- **WORK INSTRUCTIONS**: Where a line of the entries holds the string "there", copy that line.

- **GIVEN DATA**:

Issue #134, opened 2016-01-20
Implement `/wd/hub/session/:sessionId/appium/device/system_time` endpoint


imurchie:
https://github.com/appium/node-mobile-json-wire-protocol/issues/40

TikhomirovSergey:
Ok.

TikhomirovSergey:
Fixed at #141

Issue #136, opened 2016-01-31
Appium 1.5 support


TikhomirovSergey:
Related client and server bugs will be mentioned here

TikhomirovSergey:
https://github.com/appium/appium/issues/5936

PR #141, opened 2016-02-19
#134 FIX

TikhomirovSergey:
Change List:
- #134 FIX. The DeviceTime property was added and it works with Appium
node 1.5

-  improvements of locking methods. The LockDevice(seconds) is obsolete
and it is going to be removed in the next release. Since Appium node
server v1.5.x it is recommended to use
AndroidDriver.Lock()()...AndroidDriver.Unlock() or IOSDriver.Lock(int
seconds) instead.

### DIFF
--- a/appium-dotnet-driver/Appium/AppiumDriver.cs
+++ b/appium-dotnet-driver/Appium/AppiumDriver.cs
@@ -902,7 +902,10 @@ namespace OpenQA.Selenium.Appium
         #endregion
 
         #region Device Time
-
+        /// <summary>
+        /// Gets device date and time for both iOS(Supports only real device) and Android devices
+        /// </summary>
+        /// <returns>A string which consists of date and time</returns>
         public String DeviceTime
         {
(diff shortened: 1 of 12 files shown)


TikhomirovSergey:
@Astro03 @imurchie Could you take a look at this PR.

TikhomirovSergey:
#136

imurchie:
This looks reasonable to me, without any knowledge of the language.

appium-dotnet-driver/Appium/AppiumDriver.cs
```diff
@@ -898,6 +901,19 @@ public void Zoom(IWebElement el)
 
         #endregion
 
+        #region Device Time
+
```
Astro03: add doc tags here.. would be good for people using this class to know what this property is used for.

Astro03:
looks silky otherwise. i like how you put the obsolete tag on there :)

Issue #168, opened 2017-02-01
It is no longer possible to override the Execute method.


Siko91:
## Description

Until recently, I was using an older version of Appium for iOS automation.
Then I updated the devices, mac, XCode, and appium server and client.

When updating the client, I noticed that it is no longer possible to ovverride the "Execute" method from AppiumDriver, because it was declared with the keyword 'new'.

```
lines 305-306 in AppiumDriver.cs

public new Response Execute(string commandName, Dictionary<string, object> parameters) => 
            base.Execute(commandName, parameters);
```

It is pretty obvious that stopping people from overriding this method was intentional.
The keyword 'new' was put, in order to hide the base method from the inheriting classes.
Why was this choice made?

I am using this method a lot.
Here's the override code that I use: [Appium Execute method override](http://pastebin.com/1P0T9PX7)

As you can see, I use it for:

- Collecting information about every interaction with the server.
- Collecting information about every searched element.
- Logging (a lot). The logging happens in my collect methods.
- Providing more verbose exception messages. (The exceptions from the appium server didn't really state which action failed - only that there is a failure)
- Deciding (based on the type of error) when to mark the test as inconclusive, and when to mark it as failed

TikhomirovSergey:
Ok. I will try to improve that ASAP and publish a new build. I was sure that nobody was using that.

TikhomirovSergey:
Was published at 3.0.0.2

PR #169, opened 2017-02-03
Explicit interface impentation, not to hide RemoteWebDriver Execute method

sttodorov:
With the explicit interface implementation is possible to define both methods form RemoteWebDriver and from IExecuteMethod.
This can be applied also to all other methods defined with "new" in AppiumDriver like FindElements, FindElementById, etc. 

Related to [issue 168](https://github.com/appium/appium-dotnet-driver/issues/168)
 
- [X ] Bugfix (non-breaking change which fixes an issue)


TikhomirovSergey:
@sttodorov Thank you very much

PR #208, opened 2018-01-12
4.0.0.BETA1. Build number.

TikhomirovSergey:
## Change list

Build number was changed to 4.0.0.BETA1. 
 

## Details

The starting of 4.x seria.


TikhomirovSergey:
@Astro03 Could you have a look? Is it ok?

PR #216, opened 2018-04-06
Add element attribute caching

mgkeeley:
## Change list

Add element attribute caching to AppiumWebElement. This builds on top of the work done in
https://github.com/appium/WebDriverAgent/pull/69
https://github.com/appium/appium-uiautomator2-server/pull/128
https://github.com/SeleniumHQ/selenium/pull/5731

Caching is opt-in.

Note that his change is dependent on the changes in https://github.com/SeleniumHQ/selenium/pull/5731, it will not compile until these changes have been promoted to nuget and the references to WebDriver in this project have been updated.

## Types of changes

## Details
By setting the capability `"shouldUseCompactResponses": false`, extra attributes are returned from find-element calls. The list of attributes is specified with the capability `elementResponseAttributes`, using W3C names.
With this feature, if the `shouldUseCompactResponses` capability is *false*, then the cache is enabled for the elements. Returned attributes are stored in the AppiumWebElement, and getting the corresponding proeprties on AppiumWebElement will return the values from the cache. Attributes not in the cache will be fetched from the target and added to the cache.
A new interface IWebElementCached allows some control over the cache.


appium-dotnet-driver/Appium/AppiumWebElement.cs
```diff
@@ -48,11 +50,111 @@ public abstract class AppiumWebElement : RemoteWebElement,
...
         {
+        }
+
+        #region Cache 
+
+        protected Dictionary<string, object> cache = null;
+
+        public virtual void SetCacheValues(Dictionary<string, object> cacheValues)
+        {
+            cache = new Dictionary<string, object>(cacheValues);
```
mykola-mokhnach: I'd rather use more advanced data structure for the cache, for example LRU cache with limited items size, since the "classic" dictionary may grow up too big if there are many elements in the UI.

mgkeeley: The cache is per element; so there will only be a handful of attributes in this dictionary

mgkeeley:
@mykola-mokhnach This PR is now ready to be reviewed and merged.
I have updated the dotnet client to use Selenium 3.13.0, and implemented the new ElementFactory method for element creation.
Cheers, Mike.

mykola-mokhnach:
thanks a lot for your contribution @mgkeeley . I would be happy to review it, but my knowledge of C# is rather poor. Perhaps @GrzegorzSidwa could assist with a review?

- **SOLUTION TO THE EXERCISE**:
looks silky otherwise. i like how you put the obsolete tag on there :)
- Providing more verbose exception messages. (The exceptions from the appium server didn't really state which action failed - only that there is a failure)
mykola-mokhnach: I'd rather use more advanced data structure for the cache, for example LRU cache with limited items size, since the "classic" dictionary may grow up too big if there are many elements in the UI.
mgkeeley: The cache is per element; so there will only be a handful of attributes in this dictionary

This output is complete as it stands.